Exercise data: Begin
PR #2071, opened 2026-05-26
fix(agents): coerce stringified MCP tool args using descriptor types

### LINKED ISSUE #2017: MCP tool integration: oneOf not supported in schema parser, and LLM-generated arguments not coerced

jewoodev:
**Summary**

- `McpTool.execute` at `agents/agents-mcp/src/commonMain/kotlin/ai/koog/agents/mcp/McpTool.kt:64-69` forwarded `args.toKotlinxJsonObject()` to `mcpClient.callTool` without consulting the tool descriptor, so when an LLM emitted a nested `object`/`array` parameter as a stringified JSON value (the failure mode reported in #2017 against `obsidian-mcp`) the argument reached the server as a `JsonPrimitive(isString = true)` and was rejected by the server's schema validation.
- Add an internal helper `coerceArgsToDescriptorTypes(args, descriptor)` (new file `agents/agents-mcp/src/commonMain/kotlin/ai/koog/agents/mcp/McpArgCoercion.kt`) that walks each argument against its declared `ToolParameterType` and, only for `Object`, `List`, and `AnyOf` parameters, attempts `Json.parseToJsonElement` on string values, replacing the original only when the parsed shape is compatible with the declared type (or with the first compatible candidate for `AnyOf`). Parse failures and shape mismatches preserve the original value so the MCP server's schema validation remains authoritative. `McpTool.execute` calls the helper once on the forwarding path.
Exercise data: End
#### Task goal:
Produce an exact copy of the lines from the one containing "fix(agents): coerce stringified" through the final line of the data, both ends included, and only those.

#### Written response:
fix(agents): coerce stringified MCP tool args using descriptor types

### LINKED ISSUE #2017: MCP tool integration: oneOf not supported in schema parser, and LLM-generated arguments not coerced

jewoodev:
**Summary**

- `McpTool.execute` at `agents/agents-mcp/src/commonMain/kotlin/ai/koog/agents/mcp/McpTool.kt:64-69` forwarded `args.toKotlinxJsonObject()` to `mcpClient.callTool` without consulting the tool descriptor, so when an LLM emitted a nested `object`/`array` parameter as a stringified JSON value (the failure mode reported in #2017 against `obsidian-mcp`) the argument reached the server as a `JsonPrimitive(isString = true)` and was rejected by the server's schema validation.
- Add an internal helper `coerceArgsToDescriptorTypes(args, descriptor)` (new file `agents/agents-mcp/src/commonMain/kotlin/ai/koog/agents/mcp/McpArgCoercion.kt`) that walks each argument against its declared `ToolParameterType` and, only for `Object`, `List`, and `AnyOf` parameters, attempts `Json.parseToJsonElement` on string values, replacing the original only when the parsed shape is compatible with the declared type (or with the first compatible candidate for `AnyOf`). Parse failures and shape mismatches preserve the original value so the MCP server's schema validation remains authoritative. `McpTool.execute` calls the helper once on the forwarding path.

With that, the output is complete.